There is evidence indicating pesticide mixtures may increase the rate of resistance to both active ingredients, especially if insect and/or mite populations contain more than one resistance mechanism (Bielza, 2008; Stenersen, 2004). Despite this, greenhouse producers of horticultural crops including cut flowers or potted plants commonly apply various pesticides together including insecticides, miticides, and fungicides into a single spray solution (Cloyd, 2009a). However, producers may inadvertently apply pesticide mixtures that are less effective and potentially harmful to plants compared with applying pesticides separately (Cloyd, 2009a).

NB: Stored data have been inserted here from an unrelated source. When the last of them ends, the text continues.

PR #275, opened 2023-07-19
Remove generation of cfg files

voltur01:


mplatings (changes requested):
I think it would be nice to have config files to reduce the need for typing out `-fno-exceptions -fno-rtti -lcrt0` and likewise for semihosting.

The .cfg files are still referred to in README.md, packagetest & samples. Also please add this change to CHANGELOG.md.

voltur01:
Thank you for the review!

I hope that we will enable exception support soon, so having a special cfg file for disabling it may not be justified. For semihosting it might be still useful, however it would be similar amount of typing on the command line and require checking the docs to remember what to type - I would suggest to review usability as a separate task and as an option consider adding some specific cfg files.

I updated the packagetest files.

I updated README and CHANGELOG as well.

Samples were updated in https://github.com/ARM-software/LLVM-embedded-toolchain-for-Arm/pull/274

mplatings (approved):
Ah, this change hasn't been rebase on top of #274 yet which is why I still saw the config files used in samples. LGTM.

PR #278, opened 2023-07-25
Fix compiler-rt tests

mplatings:
Since the .cfg files were removed, the compiler-rt tests have been failing. This change fixes the flags passed to those tests.


smithp35 (approved):
LGTM I can see that runtimes_flags sets the sysroot appropriately.

PR #283, opened 2023-08-01
On Mac create .dmg packages

mplatings:
This avoids the problem of macOS quarantining files that have been extracted from a .tar.gz.


voltur01 (approved):
LGTM

PR #284, opened 2023-08-02
XZ package compression

mplatings:
This reduces the size of the package file by about a third.
On a machine with many CPU cores, it reduces the elapsed time to perform the compression also by about a third.


voltur01 (approved):
LGTM, thank you for looking into this!

PR #287, opened 2023-08-02
add armv7-a and armv7-r targets

domin144:


CMakeLists.txt
```diff
@@ -966,7 +966,7 @@ add_library_variant(
 add_library_variant(
     armv6m
     SUFFIX soft_nofp
-    COMPILE_FLAGS "-mfloat-abi=soft -march=armv6m"
+    COMPILE_FLAGS "-mfloat-abi=soft -march=armv6-m"
```
mplatings, line 969: I'd prefer these changes weren't made. `armv6m` works with both `-march` and `--target` whereas `armv6-m` only works with the former.

CMakeLists.txt
```diff
@@ -977,10 +977,78 @@ add_library_variant(
     RAM_SIZE 2M
     STACK_SIZE 4K
 )
+add_library_variant(
+    armv7a
+    SUFFIX soft_nofp
+    COMPILE_FLAGS "-mfloat-abi=soft -march=armv7-a+nofp"
+    MULTILIB_FLAGS "--target=thumbv7-none-unknown-eabi -mfpu=none"
```
mplatings, line 984: I'm pretty sure this is incorrect. Please add tests in `test/multilib` to ensure these work and continue working.

mplatings (changes requested):

CMakeLists.txt
domin144: Ok. Reverting. The motivation was to be in line with GCC documentation.

CMakeLists.txt
domin144: You are right.
I added tests and fixed the flags. Thanks.

mplatings (approved):

PR #294, opened 2023-08-09
Use unstable libc++ ABI

mplatings:
This means users can benefit from all the latest libc++ improvements and bugfixes. For more information see
https://libcxx.llvm.org/DesignDocs/ABIVersioning.html

It is already the case that different versions of LLVM Embedded Toolchain for Arm are not expected to be ABI compatible.


smithp35 (commented):
I agree with the decision, although I think we should add a sentence to https://github.com/ARM-software/LLVM-embedded-toolchain-for-Arm/blob/main/README.md#c-support 

Something like:
"LLVM Embedded Toolchain for Arm uses the unstable libc++ ABI version. This ABI uses all the latest libc++ improvements and bugfixes, but may result in link errors when linking against objects compiled against older versions of the ABI. For more information see  https://libcxx.llvm.org/DesignDocs/ABIVersioning.html."

mplatings:
@smithp35 good point, thanks. Done, and added an entry to the changelog as well.

amilendra (approved):

PR #297, opened 2023-08-17
Add LIBS_DEPEND_ON_TOOLS option

mplatings:
By default the build system will ensure tools like clang are up to date before using them to build libraries. If you are working on changes that are specific to libraries and unlikely to be affected by changes to tools then this behaviour is undesirable as you can spend a lot of time waiting for tools to be rebuilt. By setting LIBS_DEPEND_ON_TOOLS to false the dependency from libraries to tools is removed and the libraries can be built without rebuilding tools.


statham-arm (approved):
LGTM. Thanks – this will make my life easier!

Also, today I learned about `option` in CMake. I'd have done that more verbosely, as `set(thingy ON CACHE BOOL "description")`.

PR #308, opened 2023-09-20
Fix the profiling sample runtime

voltur01:
Recent upstream change causes __llvm_profile_raw_version to be defined by the compiler, thus no need to define it in the runtime.


smithp35 (approved):
Looks good to me. Thanks for the update. My guess at the upstream change is https://reviews.llvm.org/D157913

PR #309, opened 2023-09-25
Enable more Picolibc tests on aarch64

pwprzybyla:
Disable long double tests for aarch64
so more tests execute without failure.

### DIFF
--- a/CMakeLists.txt
+++ b/CMakeLists.txt
@@ -502,8 +502,10 @@ function(
 
     if(target_triple MATCHES "^aarch64")
         set(cpu_family aarch64)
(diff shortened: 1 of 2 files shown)


CMakeLists.txt
```diff
@@ -502,8 +502,10 @@ function(
 
     if(target_triple MATCHES "^aarch64")
         set(cpu_family aarch64)
+        set(enable_long_double_test false)
```
domin144, line 505: If the reason for failure of long double tests is known, it would be worth putting it in a commend here.

domin144 (approved):

PR #185, opened 2020-05-18
Upgrade to ocamlformat 0.14.2

imbsky:
After all, from 0.14.2, it seems to get the same behavior with the same configuration as before 0.14.0.


imbsky:
https://github.com/ocaml-ppx/ocamlformat/releases/tag/0.14.2

Issue #184, opened 2020-05-18
Important features no longer work on Windows


mnxn:
I recently updated ocaml-lsp to the latest version and immediately I noticed that important features weren't working on Windows:

- The language server does not see external modules and marks each reference to such module as an error. 

- Formatting .ml and .mli files does nothing with no errors.

The VS Code extension has the following errors in `main.ml` even though it builds and runs fine from the terminal.

> Unbound module Stdio
> Hint: Did you mean Stdlib?

> Unbound module My_lib

I use OCaml for Windows installed from here: https://fdopen.github.io/opam-repository-mingw/installation/

I've tried this on a clean install with only ocaml-lsp and ocamlformat installed.

The VS Code output pane does not have any useful information, it only has `time elapsed processing message`. The VS Code developer tools console also has no information.

Before this, I was running a version of ocaml-lsp that was built a few weeks ago, which was running with no problems.

giltho:
Hey @mnxn, what version of ocaml are you using ?
Also, do you have the commit hash of the previous version that you were using that worked ? It would be helpful to find the breaking commit

mnxn:
I am using OCaml 4.10.0. I unfortunately do not know exactly which version was working before. I will investigate today and try to find which update broke it.

rgrinberg:
@mnxn how are you launching the LSP server via vscode? Are you using the global toolchain or some sandbox?

mnxn:
I tried both global toolchain and opam sandbox and the behavior is the same.

rgrinberg:
Is the server responsive at all? Are you able to get any auto completion for example?

mnxn:
Auto completion and types on hover are functional.

mnxn:
I went through some of the commits and collected the following data (sorted from oldest to newest):

| Commit Hash | External Modules Work? | Formatting Works? | 
| - | - | - |
| 6f54399a99bbc7c0eb455a568ec723529877708f | Yes | Yes |
| e1073ef2da58af8e09c4c3a46f3f120a58fae355 | Yes | Yes |
| 4a03e80530712e027871529ff4d7fdb38a544202 | No | No |
| 319f4f73530fa3f95987d893473f5057266649e0 | No | No |

The culprit seems to be https://github.com/ocaml/ocaml-lsp/commit/4a03e80530712e027871529ff4d7fdb38a544202

rgrinberg:
[...]

PR #187, opened 2020-05-18
Revert switch to URI

rgrinberg:
This seems to break windows

@mnxn could you confirm this fixes things for you?

@giltho  i've reverted things in a gentle way so it's easier to introduce the
changes back.


mnxn:
> @mnxn could you confirm this fixes things for you?

This does indeed fix all the problems I had in #184. Works perfectly now.

PR #189, opened 2020-05-21
Add support for ocaml.interface language id

rgrinberg:
To support this PR:
https://github.com/ocamllabs/vscode-ocaml-platform/pull/209


rgrinberg:
good call. I also grouped all the options under an `ocamllsp` key.

PR #190, opened 2020-05-23
Test support of ocamlformat-ignore

Khady:
In the process of trying to reproduce https://github.com/ocamllabs/vscode-ocaml-platform/issues/223 I wrote this test. Apparently the problem was on my side. But you might want to keep the test.


rgrinberg:
Just a note: the interpretation of ocamlformat-ignore files is done completely by ocamlformat (thankfully). Nevertheless, I'll accept this test.

Khady:
Yes, this test mostly insures that ocamlformat is called with the right `--name` parameter.

PR #195, opened 2020-05-26
Disable code lens for mli/rei files

rgrinberg:
The current code lens functionality only provides inferred types. Those
aren't very useful for mli files

@Khady I believe we agreed on this earlier


Khady:
I remember it was discussed, but not where. Anyway, yes they are pretty useless in interface files :+1:

PR #199, opened 2020-06-13
Handle dummy positions

rgrinberg:
Dummy positions are now turned into ranges that span the first line of
the file.

There's also a warning if merlin returns a dummy position as the
definition source.


ulugbekna:
LGTM

PR #205, opened 2020-06-21
Convert doc comments to markdown

ulugbekna:
A little reworked version of #104. Differences:

- vendored `omd` and `octavius`

Note: There was a problem with vendoring `omd` because it is being rewritten: the last published version on opam does not use dune (hence, cannot be vendored with dune) and the current version lacks necessary functionality. So I rewrote the last published version of omd to dune and vendored that repo.

- I removed grouping of various tags for now (in @jorisgio's implementation, params where combined under "Params" header, etc.). I thought it is better if we agree on the interface first before doing something like that.

The new version:

image

- added a test 

~~Note: currently, the test I wrote is failing, and I cannot figure why. The produced result matches the expected one in `console.log`.~~

### DIFF
--- a/.gitmodules
+++ b/.gitmodules
@@ -12,3 +12,12 @@
 [submodule "vendor/uutf"]
 	path = vendor/uutf
 	url = https://github.com/dune-universe/uutf.git
+[submodule "vendor/octavius"]
+	path = vendor/octavius
+	url = https://github.com/ocaml-doc/octavius.git
+  ignore = dirty
+[submodule "vendor/omd"]
+	path = vendor/omd
+	url = https://github.com/ulugbekna/omd.git
+	branch = ocaml-lsp
+  ignore = dirty
--- a/ocaml-lsp-server/src/doc_to_md.ml
+++ b/ocaml-lsp-server/src/doc_to_md.ml
@@ -1,4 +1,4 @@
-open Stdune
+open Import
 
 module Oct = Octavius
 
@@ -158,7 +158,7 @@ let translate doc =
   match parse (Lexing.from_string doc) with
   | Error e ->
     let msg = Errors.message e.error in
-    log ~title:"parse doc comment" "invalid doc comments %s" msg;
+    log ~title:Logger.Title.Notify "invalid doc comments %s" msg;
     Raw (Omd.to_markdown [ Raw doc ])
   | Ok doc ->
     let doc = comment_to_markdown doc in
--- a/ocaml-lsp-server/src/doc_to_md.ml
+++ b/ocaml-lsp-server/src/doc_to_md.ml
@@ -14,10 +14,14 @@ let space = Omd.Text " "
 
 let new_line = Omd.NL
 
-let rec put_in_between elem = function
-  | [] -> []
-  | [ el ] -> [ el ]
-  | el :: tail -> [ el; elem ] @ put_in_between elem tail
+(* [put_in_between elem lst] inserts [elem] between all elements of [lst] *)
+let put_in_between elem lst =
+  let rec loop acc = function
+  | [] -> acc
+  | hd :: [] -> hd :: acc
+  | hd :: tail -> loop (elem :: hd :: acc) tail
+  in
+  List.rev (loop [] lst)
 
 let heading_level level heading =
   let open Omd in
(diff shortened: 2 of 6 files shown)


.gitmodules
```diff
@@ -12,3 +12,12 @@
...
 	path = vendor/uutf
 	url = https://github.com/dune-universe/uutf.git
+[submodule "vendor/octavius"]
+	path = vendor/octavius
+	url = https://github.com/ocaml-doc/octavius.git
+  ignore = dirty
+[submodule "vendor/omd"]
+	path = vendor/omd
+	url = https://github.com/ulugbekna/omd.git
+	branch = ocaml-lsp
```
imbsky, line 22:
```suggestion
	url = https://github.com/ocaml/omd.git
```

imbsky: Now it uses dune.

ulugbekna: The current implementation does use dune but lacks functionality such as `to_markdown: t -> string` function. 
I was hoping to merge this and then work on a PR to Omd (I expected a PR to Omd to make longer work and review time).

imbsky: Oh, I missed it. @nojb is taking care of it these days, so it might be a good idea to contact them.

nojb: Sorry coming late to the discussion; we are getting a release ready which breaks a bunch of things, so it would be useful to hear what you are using and what you would need so that we can take it into account.

nojb: OK, I see from reading the code that you are generating Markdown AST programmatically and would like to convert it to string.

To be honest it would be rather easy (easier?) to generate the markdown on your side directly instead of going through Omd. It is the parsing of Markdown that is tricky :)

But I *think* it wouldn't be hard for us to include this functionality in the new release; I will look into it.

ocaml-lsp-server/src/doc_to_md.ml
```diff
@@ -0,0 +1,157 @@
...
+let to_code_block code = Omd.Code_block (ocaml, code)
+
+let space = Omd.Text " "
+
+let new_line = Omd.NL
+
+let rec put_in_between elem = function
+  | [] -> []
+  | [ el ] -> [ el ]
+  | el :: tail -> [ el; elem ] @ put_in_between elem tail
```
rgrinberg, line 20: This function isn't tail recursive.

ocaml-lsp-server/src/doc_to_md.mli
```diff
@@ -0,0 +1 @@
+val translate : string -> [ `Raw of string | `Markdown of string ]
```
rgrinberg, line 1: Can you turn this into a normal variant?

ocaml-lsp-server/test/e2e/__tests__/textDocument-hover.test.ts
```diff
@@ -93,8 +97,98 @@ describe("textDocument/hover", () => {
...
+          \`\`\`
+          ---
+          This function has a nice documentation
+          `,
+      },
+    });
+  });
+
+  it("returns type inferred under cursor with documentation with tags (markdown formatting)", async () => {
+    languageServer = await LanguageServer.startAndInitialize({
```
rgrinberg, line 112: Is this server being terminated somewhere?

ulugbekna: Hi! Thanks for the review. Isn't this snippet from the test file responsible for terminating the server?

```ts
afterEach(async () => {
    await LanguageServer.exit(languageServer);
})
```

rgrinberg:
Thanks, that’s the case.

I noticed the tests weren’t uniform on this matter. I’ve now changed them to use afterEach for all tests.

ulugbekna:
I think we could merge the current PR as is unless there are other comments. I will work on the TODOs in later separate PRs.

ocaml-lsp-server/src/doc_to_md.ml
```diff
@@ -0,0 +1,165 @@
+open Stdune
```
rgrinberg, line 1: you should `open Import` instead.

rgrinberg:
Thanks. This PR needs rebasing now however.

rgrinberg:
I merged after applying `$ make fmt` and getting of local opens. We try to stick to only opening common modules this way. Otherwise, it's best avoided.

PR #207, opened 2020-06-24
Fix #206: Select markdown language id based on document syntax

### LINKED ISSUE #206: Hover markdown string always returns OCaml as language label
In writing the hover component in Onivim2, we discovered that the language server always returns `ocaml` as the language label for the markdown strings. (onivim/oni2#1974)

I'm pretty sure this is the only source, as it was the only one I could find, but it shows that `"ocaml"` is hardcoded into the string.
https://github.com/ocaml/ocaml-lsp/blob/058c9b44f64b6e7957f057b1078e6ba6c91cc10e/ocaml-lsp-server/src/ocaml_lsp_server.ml#L272

bryphe:
The `hover` request is hard-coded to always specify a language type of `ocaml`, but it's actually sending Reason code over in the Reason case - but the language specifier is always `ocaml`.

Producers may also mix together pesticides with similar modes of action, which could possibly lead to pest populations developing resistance to the individual pesticides in the mixture (Cloyd, 2009a) via cross or multiple resistance (Brattsten et al., 1986; Comins, 1986; Forgash, 1984; Mani, 1985; Stenersen, 2004). Although pesticide mixtures are commonly used against aphids, whiteflies (Aleyrodidae), spider mites, and thrips (Thripidae), very few documented reports are associated with efficacy of mixtures on western flower thrips infesting potted flowering plants and the impact of disinfectants on these mixtures (Cloyd, 2009a). Nonetheless, more information is needed on pesticide mixtures that are effective against one of the major insect pests of horticultural crops grown in greenhouses, western flower thrips (Kirk, 2002; Robb et al., 1995; Tommasini and Maini, 1995). Therefore, the objectives of this study were 2-fold: 1) identify binary pesticide mixtures that are effective in suppressing populations of western flower thrips under greenhouse conditions, and 2) assess the role of the disinfectant, didecyl dimethyl ammonium chloride, in the efficacy of pesticide mixtures. The results of this study will assist greenhouse producers in avoiding the use of ineffective pesticide mixtures when dealing with western flower thrips.

Materials and methods

Two experiments were conducted to evaluate selected binary pesticide mixtures and identify those that were efficacious against western flower thrips. Expt. 1 involved three trials using pesticides commonly applied by greenhouse producers, which could be applied as pesticide mixtures against western flower thrips (R.A. Cloyd, personal observation). Expt. 2 assessed the impact of the disinfectant, didecyl dimethyl ammonium chloride, on efficacy of pesticide mixtures against western flower thrips. The procedures used for both experiments in evaluating the efficacy of pesticide and pesticide mixtures against western flower thrips have been used in similar studies (Cloyd, 2013; Cloyd and Gillespie, 2012; Cloyd et al., 2009; Willmott et al., 2013).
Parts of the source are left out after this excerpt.